[Data entries]
PR #1489, opened 2026-04-28
fix: remove mcp url ingest code path

phact:


phact:
probably close in favor of https://github.com/langflow-ai/openrag/pull/1474

lucaseduoli:
@phact I think we can close this one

DIRECTIONS FOR THIS TASK - Give back every entry exactly, with nothing left out.

OUTPUT BELOW -
PR #1489, opened 2026-04-28
fix: remove mcp url ingest code path

phact:


phact:
probably close in favor of https://github.com/langflow-ai/openrag/pull/1474

lucaseduoli:
@phact I think we can close this one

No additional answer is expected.